As used herein, “associated” means that the elements are part of the same assembly and/or operate together, or, act upon/with each other in some manner. For example, an automobile has four tires and four hub caps. While all the elements are coupled as part of the automobile, it is understood that each hubcap is “associated” with a specific tire.
As used herein, in the phrase “[x] moves between its first position and second position,” or, “[y] is structured to move [x] between its first position and second position,” “[x]” is the name of an element or assembly. Further, when [x] is an element or assembly that moves between a number of positions, the pronoun “its” means “[x],” i.e., the named element or assembly that precedes the pronoun “its.”
As used herein, “pollent” means strong and/or inexpensive. That is, a “pollent” material is strong and inexpensive relative to a mesh material made from a similar base material such as, but not limited to copper. Further, as used herein, a “mesh material,” i.e., a material including interleaved strands, is an expensive material in that the process of weaving the strands increases the cost of the mesh material. Thus, a mesh material is not, as used herein, a “pollent” material.
As used herein, an “enclosed passage” is a passage defined by a barrier generally impervious to fluids which includes a number of inlets defined by a structure and a number of outlets defined by a structure wherein the outlet(s) is/are spaced from the inlet(s), wherein a fluid passing through the “enclosed passage” travels from the inlet(s) to the outlet(s).
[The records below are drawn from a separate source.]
PR #371, opened 2016-10-04
Handle drag events only if mouse release occurred inside of view

### LINKED ISSUE #321: Unexpected text drag behavior on abort.
Hi Tomas

When dragging text and the mouse is release outside of the control then the selected text is moved generally to the beginning of the text area or some earlier location in the text.

The expected behavior I believe is that the drag should be aborted and the text should not move.

Thanks, regards
Jurgen

JordanMartinez:
This should fix #321


TomasMikula:
Shouldn't the test be inside of the `DRAG` case?

JordanMartinez:
> Shouldn't the test be inside of the DRAG case?

The caret will still move then, but that's what happens in a TextArea, too, (just tested it). So, yeah, it should.

JordanMartinez:
I've updated the PR

TomasMikula:
👍

PR #372, opened 2016-10-04
Prevent unneeded emission by filtering out negative values

### LINKED ISSUE #357: Some MouseEvent behaviors cannot be safely overridden because hooks for them do not yet exist
First, thanks for this very promising component.

Now, the observed behavior. In my code (a console widget) I wanted to reposition the cursor after a text selection was made (on mouse released, using moveTo), it worked well except when the drag ended out of the component area. Annoyed by the thing, I digged, and ended finding that it was somehow linked to hit computation and drag code ; when the drag (of selection) ends within the component all is fine, but when the drag ends outside the component the hit methods is called infinitelly and the moveTo doesnt work as expected.

Version used : the last one (7-M2), but the behavior was observed pre-7.

To reproduce/observe the problem, a "crude" approach :
- create a subclass of  StyleClassedTextArea , let's call it  StyleClassedTextAreaExt, it only overrides the hit method to trace the calls and stack

```
@Override
    public CharacterHit hit(double x, double y) {
        CharacterHit hit = super.hit(x, y);
        System.out.println("HIT CALLED : ");
        (new Exception()).printStackTrace();
        return hit;
    }
```
- create a basic fx app, border pane, and in center the StyleClassedTextAreaExt
- launch the app, not in full screen, and keep an eye on console output
- type some text in the text area
- start a text selection in the text, keep the mouse pressed, move the cursor out of the text area to the left (same to the right), and the release the mouse
- you then observe infinite calls in the logs

The observed stacks of the continuous calls are :

>   at fr.mmu.st2.console.ui.widget.console.StyleClassedTextAreaExt.hit(Console.java:246)
>   at org.fxmisc.richtext.StyledTextAreaBehavior.dragTo(StyledTextAreaBehavior.java:471)
>   at org.reactfx.value.Val.ifPresent(Val.java:151)
>   at org.fxmisc.richtext.StyledTextAreaBehavior.lambda$new$38(StyledTextAreaBehavior.java:259)
>   at org.reactfx.util.NonAccumulativeStreamNotifications.lambda$head$0(NotificationAccumulator.java:134)
>   at org.reactfx.ObservableBase.notifyObservers(ObservableBase.java:68)
>   at org.reactfx.ObservableBase.notifyObservers(ObservableBase.java:57)
>   at org.reactfx.ProperEventStream.emit(ProperEventStream.java:18)
>   at org.reactfx.util.NonAccumulativeStreamNotifications.lambda$head$0(NotificationAccumulator.java:134)
>   at org.reactfx.ObservableBase.notifyObservers(ObservableBase.java:68)
>   at org.reactfx.ObservableBase.notifyObservers(ObservableBase.java:57)
>   at org.reactfx.ProperEventStream.emit(ProperEventStream.java:18)
>   at org.reactfx.MappedStream.lambda$observeInputs$0(MappedStream.java:25)
>   at org.reactfx.util.NonAccumulativeStreamNotifications.lambda$head$0(NotificationAccumulator.java:134)
>   at org.reactfx.ObservableBase.notifyObservers(ObservableBase.java:68)
>   at org.reactfx.ObservableBase.notifyObservers(ObservableBase.java:57)
>   at org.reactfx.ProperEventStream.emit(ProperEventStream.java:18)
>   at org.reactfx.EmitBothOnEachStream.lambda$observeInputs$1(EmitBothOnEachStream.java:31)
>   at org.reactfx.util.NonAccumulativeStreamNotifications.lambda$head$0(NotificationAccumulator.java:134)
>   at org.reactfx.ObservableBase.notifyObservers(ObservableBase.java:68)
>   at org.reactfx.ObservableBase.notifyObservers(ObservableBase.java:57)
>   at org.reactfx.ProperEventStream.emit(ProperEventStream.java:18)
>   at org.reactfx.MappedStream.lambda$observeInputs$0(MappedStream.java:25)
>   at org.reactfx.util.NonAccumulativeStreamNotifications.lambda$head$0(NotificationAccumulator.java:134)
>   at org.reactfx.ObservableBase.notifyObservers(ObservableBase.java:68)
>   at org.reactfx.ObservableBase.notifyObservers(ObservableBase.java:57)
>   at org.reactfx.ProperEventStream.emit(ProperEventStream.java:18)
>   at org.reactfx.AccumulatingStream.lambda$observeInputs$0(AccumulatingStream.java:34)
>   at org.reactfx.util.NonAccumulativeStreamNotifications.lambda$head$0(NotificationAccumulator.java:134)
>   at org.reactfx.ObservableBase.notifyObservers(ObservableBase.java:68)
>   at org.reactfx.ObservableBase.notifyObservers(ObservableBase.java:57)
>   at org.reactfx.ProperEventStream.emit(ProperEventStream.java:18)
>   at org.reactfx.EventStreams$20$1.handle(EventStreams.java:421)
>   at javafx.animation.AnimationTimer$AnimationTimerReceiver.lambda$handle$484(AnimationTimer.java:57)
>   at java.security.AccessController.doPrivileged(Native Method)
>   at javafx.animation.AnimationTimer$AnimationTimerReceiver.handle(AnimationTimer.java:56)
>   at com.sun.scenario.animation.AbstractMasterTimer.timePulseImpl(AbstractMasterTimer.java:357)
>   at com.sun.scenario.animation.AbstractMasterTimer$MainLoop.run(AbstractMasterTimer.java:267)
>   at com.sun.javafx.tk.quantum.QuantumToolkit.pulse(QuantumToolkit.java:506)
>   at com.sun.javafx.tk.quantum.QuantumToolkit.pulse(QuantumToolkit.java:490)
>   at com.sun.javafx.tk.quantum.QuantumToolkit.lambda$runToolkit$404(QuantumToolkit.java:319)
>   at com.sun.glass.ui.InvokeLaterDispatcher$Future.run(InvokeLaterDispatcher.java:95)
>   at com.sun.glass.ui.win.WinApplication._runLoop(Native Method)
>   at com.sun.glass.ui.win.WinApplication.lambda$null$148(WinApplication.java:191)
>   at java.lang.Thread.run(Thread.java:745)

P.S.
If it is of any value, one point I observed in the code of your component while digging the problem :
- in debug, while reproducing the problem, one can see that if you put breakpoints in StyledTextArea.hit(x,y) in the two first conditions (that should be triggered, I guess, once the mouse goes out of the component area) ; they are never triggered during the problem :

```
public CharacterHit hit(double x, double y) {
        VirtualFlowHit<Cell<Paragraph<PS, S>, ParagraphBox<PS, S>>> hit = virtualFlow.hit(x, y);
        if(hit.isBeforeCells()) {
            return CharacterHit.insertionAt(0);     <----- (breakpoint here) never true when mouse goes out
        } else if(hit.isAfterCells()) {
            return CharacterHit.insertionAt(getLength());      <----- (breakpoint here) never true when mouse goes out
        } else {
            int parIdx = hit.getCellIndex();
            int parOffset = getParagraphOffset(parIdx);
            ParagraphBox<PS, S> cell = hit.getCell().getNode();
            Point2D cellOffset = hit.getCellOffset();
            CharacterHit parHit = cell.hit(cellOffset);
            return parHit.offset(parOffset);
        }
    }
```
- what is triggerred though (and should not in this case, I guess) is in StyledTextAreaBehavior, the start auto scroll :

```
private void mouseDragged(MouseEvent e) {
        // don't respond if disabled
        if(view.isDisabled()) {
            return;
        }

        // only respond to primary button alone
        if(e.getButton() != MouseButton.PRIMARY || e.isMiddleButtonDown() || e.isSecondaryButtonDown()) {
            return;
        }

        Point2D p = new Point2D(e.getX(), e.getY());
        if(view.getLayoutBounds().contains(p)) {
            dragTo(p);
            autoscrollTo.setValue(null); // stops auto-scroll
        } else {
            autoscrollTo.setValue(p);    // starts auto-scroll     <------ HERE : triggered twice before infinite loop starts
        }

        e.consume();
    }

```

JordanMartinez:
This fixes #357. `emitBothOnEach` would continuously fire due to `distance` having a negative X value in @MichelMunoz's gif example. Since the point of origin is the top-left corner of the area, any negative values can be excluded. Once this is done, the `emitBothOnEach` EventStream, which only emits an event when both `animationFrames()` and `distance` emit a new event, only emits a new event when `distance` emits a non-negative x/y point.

### DIFF
--- a/richtextfx/src/main/java/org/fxmisc/richtext/StyledTextAreaBehavior.java
+++ b/richtextfx/src/main/java/org/fxmisc/richtext/StyledTextAreaBehavior.java
@@ -249,6 +249,7 @@ class StyledTextAreaBehavior {
                 projection,
                 Point2D::subtract);
         EventStream<Point2D> deltas = nonNullValuesOf(distance)
+                .filter(dist -> dist.getX() >= 0 && dist.getY() >= 0)
                 .emitBothOnEach(animationFrames())
                 .map(t -> t.map((ds, nanos) -> ds.multiply(nanos / 100_000_000.0)));
         valuesOf(autoscrollTo).flatMap(p -> p == null


TomasMikula:
But IIRC, negative distance is used for continuous scrolling while dragging.

Continuous firing is fine, it just needs to be terminated when mouse is released, which is not correctly detected at the moment, when the release happens outside the area.

JordanMartinez:
> Continuous firing is fine, it just needs to be terminated when mouse is released, which is not correctly detected at the moment, when the release happens outside the area.

So #371 would fix this, correct?

TomasMikula:
The problem with #357 seems like the release outside the area is never detected. #371 ignores a mouse release. To fix #357, we need to detect a mouse release that we seem to miss right now, not ignore one.

JordanMartinez:
> To fix #357, we need to detect a mouse release that we seem to miss right now, not ignore one.

But if the release occurs outside of the area, how can we detect it? It seems we would have to add a temporary listener/EventStream to the stage to detect any MouseRelease events, run the required code, and remove it once it has been detected.

TomasMikula:
> But if the release occurs outside of the area, how can we detect it?

That is to be researched ;) And what if it occurs outside of the stage?

JordanMartinez:
> And what if it occurs outside of the stage?

Then we throw an exception! Haha! In all seriousness, good point.

JordanMartinez:
@TomasMikula Did you find a way to detect changes once outside the Stage?

TomasMikula:
I haven't had time to investigate that yet :(

JordanMartinez:
I did some initial research and here's what I found:

- Of the issues on StackOverflow that somewhat addressed this, none of them were trying to do what we desire (detect a mouse-release outside of a JavaFX window). The best they came up with was to listen for mouse exit events on the Window/Stage itself.
- Since JavaFX succeeds Swing, I looked to see what solutions existed for Swing if the same issue arose. [This StackOverflow question](https://stackoverflow.com/questions/8586098/global-event-listeners-with-awteventlistener-how-to-pull-mouseevents-from-it) provides an example that uses `Toolkit` to add a listener that can track global mouse events. However, I don't yet know if such a thing exists for JavaFX. I'm also not sure if we can (or should) use the `Toolkit` for our purposes here...
- There's also [JNativeHook](https://github.com/kwhat/jnativehook), but I think it's license (GPLv3) is incompatible with this project's license.
- Lastly, I just came across [System-Hook[(https://github.com/kristian/system-hook) which is licensed under MIT. However, it seems that it only works on Windows.

JordanMartinez:
Actually, [this StackOverflow question](https://stackoverflow.com/questions/26610660/how-to-drag-a-javafx-node-and-detect-a-drop-event-outside-the-javafx-windows) demonstrates a way to do such a thing. We might need to modify their approach, but I think it would work.

JordanMartinez:
> The problem with #357 seems like the release outside the area is never detected. #371 ignores a mouse release. To fix #357, we need to detect a mouse release that we seem to miss right now, not ignore one.

Actually, it seems like there's no longer a bug. I added a `println` statement and the mouse release is detected when it occurs outside of the area, thus `autoscrollTo` is set back to null and terminates the emission.... huh, weird.

Issue #243, opened 2024-06-13
Error on provider authors when they use pulumi's Asset type 


thomas11:
As discussed in #237, the core Asset doesn't roundtrip correctly, so we introduced `types.AssetOrArchive` in this provider.

Nothing prevents a provider author from still using Asset, though. We should at least print a warning at schemagen time when they do that.

I attempted this in a simple way in [Warn about using the core Asset and Archive types](https://github.com/pulumi/pulumi-go-provider/pull/242/commits/f50c8804a534b5dc838fcf540be3872dbeecefef) but that yielded false positive warnings. The `local.Command` has Assets as an output property which is ok but triggered the warning.

iwahbe:
Right now, a provider author can have a field of the type [`*assets.Asset`](https://github.com/pulumi/pulumi/blob/80f7f05f09308a5f33dfe975ce41a6dee9b3fe0f/sdk/go/common/resource/asset/asset.go#L34-L36). When that type is translated into the Pulumi schema, it is translated into [`"pulumi.json#/Asset"`](https://www.pulumi.com/docs/iac/using-pulumi/extending-pulumi/schema/#type). When codegen generates SDKs, it materializes `"pulumi.json#/Asset"` into [`pulumi.AssetOrArchive`](https://github.com/pulumi/pulumi/blob/80f7f05f09308a5f33dfe975ce41a6dee9b3fe0f/pkg/codegen/pcl/binder_schema.go#L440-L445).

If a user then specifies an archive in their program, that gets sent back the original provider which expects an asset, which then fails to deserialize the archive (because an asset was sent).

PR #328, opened 2025-04-09
fix: error on schemagen when using resource.Asset or resource.Archive

rquitales:
**Description:**  
This PR introduces an explicit error during schema generation when `resource.Asset` or `resource.Archive` is used as the type for an input property. Provider authors should use `types.AssetOrArchive` instead, which correctly supports both types in input scenarios.

**Breaking Change**  
Input properties previously defined as `resource.Asset` or `resource.Archive` must now use `types.AssetOrArchive`. This ensures compatibility with schema generation and SDK generation workflows.

**What’s included:**  
- Added validation to schemagen to error on invalid input types  
- Updated integration tests to reflect and test this behavior

Closes: #243

### DIFF
--- a/infer/function.go
+++ b/infer/function.go
@@ -122,7 +122,7 @@ func (*derivedInvokeController[F, I, O]) GetSchema(reg schema.RegisterDerivative
 
 func objectSchema(t reflect.Type) (*pschema.ObjectTypeSpec, error) {
 	descriptions := getAnnotated(t)
-	props, required, err := propertyListFromType(t, false)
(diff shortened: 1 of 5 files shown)


rquitales:

- #328 ◀

EronWright:
I have a question, is it possible for the provider to distinguish between an Asset and an Archive? I can imagine trying to distinguish whether a given zip file was considered (in the program) an Asset versus an Archive, because that might bear on whether to extract the archive's contents.

PR #329, opened 2025-04-09
refactor(infer): rename `Call` to `Invoke` for infer.Function method

rquitales:
refactor(infer): rename `Call` to `Invoke` for infer.Function method

refactor(tests): update tests to use infer.Function.Invoke


rquitales:

- #324
    - #325
        - #327
            - #329 ◀

EronWright (commented):
From an abstract "function" perspective, `Call` is a perfectly good method name. I advocate for `Invoke` only because of the ambiguity in a Pulumi provider context.

Also useful would be to highlight that `infer.Fn` is a ["Provider Function"](https://www.pulumi.com/docs/iac/concepts/resources/functions/).  My reading of the doc is that "invokes" are called "Provider Functions" and "calls" are called "Resource Methods".

EronWright (approved):

Issue #192, opened 2024-02-12
Error on `pulumi:"secret"`


blampe:
Several times I've accidentally tagged a field as something like `pulumi:"optional,secret"` instead of `pulumi:"optional" provider:"secret"`. This generates SDKs well enough, but once you try populating this it will panic:

> panic: fatal: An assertion has failed: Unrecognized tagpart on field Foo.Token: secret

We should catch this an either error, or automatically apply the provider tag.

More generally, the pulumi/provider distinction feels like an abstraction is leaking. It would be most user-friendly to only have to worry about `pulumi:"..."` tags.

PR #330, opened 2025-04-09
fix: error during schemagen when marking a field as secret in pulumi tag

rquitales:
**Description:**
This PR improves validation of struct field tags by catching cases where `provider`-specific tag parts (like `secret`) are mistakenly placed in the `pulumi` tag. For example, the following struct tag:

```go
type myResource struct {
    myField `pulumi:"myField,optional,secret"`
}
```

should instead be written as:

```go
type myResource struct {
    myField `pulumi:"myField,optional" provider:"secret"`
}
```

Previously, this would compile and generate SDKs correctly but would lead to Pulumi program runtime panics like:

```
panic: fatal: An assertion has failed: Unrecognized tagpart on field Foo.Token: secret
```

**What’s included:**
- We now validate tag parts during schema generation and return a clear error if an invalid tag is used under the `pulumi` namespace.
- This helps provider authors catch mistakes early and avoids confusing panics for provider users later.

Closes: #192

### DIFF
--- a/internal/introspect/introspect.go
+++ b/internal/introspect/introspect.go
@@ -166,6 +166,15 @@ func ParseTag(field reflect.StructField) (FieldTag, error) {
 		}
 	}
 
+	// Determine if the provider author had accidentally marked the field as secret
+	// in the `pulumi` namespace. We need to error out if this is the case, as it will
+	// lead to a Pulumi program runtime panic.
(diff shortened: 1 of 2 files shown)


rquitales:

- #324
    - #325
        - #327
            - #328
                - #330 ◀

iwahbe (approved):

PR #335, opened 2025-04-10
[tests] bind an component input property to the child

EronWright:
Relates to https://github.com/pulumi/pulumi-go-provider/issues/337

This PR intends to test whether a component may use its inputs to set input values on its children.  In this case, we use the `MyInput` argument of `testComponent` as the prefix of the encapsulated `RandomPet`.

When one binds the `Prefix` of `RandomPet` to `MyInput`, the system appears to lock up unless the args are split out into a separate struct. For this reason, we introduce `testComponentArgs`.

To improve the usability of call_consumer as a standalone program, we add some runtime options and make some handy exports.

### DIFF
--- a/tests/grpc/call_consumer/Pulumi.yaml
+++ b/tests/grpc/call_consumer/Pulumi.yaml
@@ -1,5 +1,8 @@
 name: "call_consumer"
-runtime: python
+runtime:
+  name: python
+  options:
+    virtualenv: venv
 plugins:
   providers:
     - name: test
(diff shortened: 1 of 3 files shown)


iwahbe:
Thanks for figuring this out. Can you open an issue to track?

EronWright:
Filed: https://github.com/pulumi/pulumi-go-provider/issues/337
I'll repurpose this PR for #337.

EronWright:
Update: I found that splitting the inputs into an Args type, as is typical of infer-based components, was effective at avoiding the deadlock.

EronWright:
@iwahbe you're right, and I've now decoupled them.  This PR is more like a workaround, in that it updates the example such that it uses a true Args class for its inputs.

iwahbe (approved):
I'm happy to fix the example as long as we keep #337 open.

As used herein, a “use configuration” is a configuration in which an expanded metal construct that is capable of being in more than one configuration is intended to be used, i.e., a configuration in which the construct is intended to perform a defined function. A “use configuration” is not a “storage/shipping configuration.” That is, a construct capable of being in more than one configuration may be capable of being in configurations such as, but not limited to, a manufacturing configuration, a storage/shipping configuration, and a use configuration. The “storage/shipping configuration” is, as used herein, an intermediate or intermediate configuration and is not a configuration in which the construct is intended to perform a defined function. By way of a non-limiting example, a cardboard box may be manufactured by initially being cut from a sheet of cardboard; this is, as used herein, a “manufacturing configuration.” The cut cardboard may be folded so as to occupy less area/volume, but not into a configuration wherein the cardboard box is intended to be used as a container; this is a “storage/shipping configuration.” When the cardboard box is reconfigured to be a container, the cardboard box is in the “use configuration.” Further, the fact that the cardboard box in the “storage/shipping configuration” could, ostensibly, be used to enclose an object, such a sheet of paper, does not make the “storage/shipping configuration” a “use configuration.” That is, as used herein, the ostensible capability of a construct to be used in a manufacturing configuration or a storage/shipping configuration does not make that configuration a “use configuration.” As used herein, when the construct is in a configuration wherein it is intended to be used, then it is in a “use configuration.” Further, to be in a “use configuration” the construct must be used in that configuration. Thus, as used herein, an expanded metal construct in a “storage/shipping configuration” that is, ostensibly capable of being used in that configuration is not in a “use configuration.” Only when the construct is used in a specific configuration does that configuration become a “use configuration.” Further, as used herein, a mesh construct is not an expanded metal construct. Accordingly, a mesh construct, as well as any other non-expanded metal construct, cannot be in a “use configuration” as that term is used herein.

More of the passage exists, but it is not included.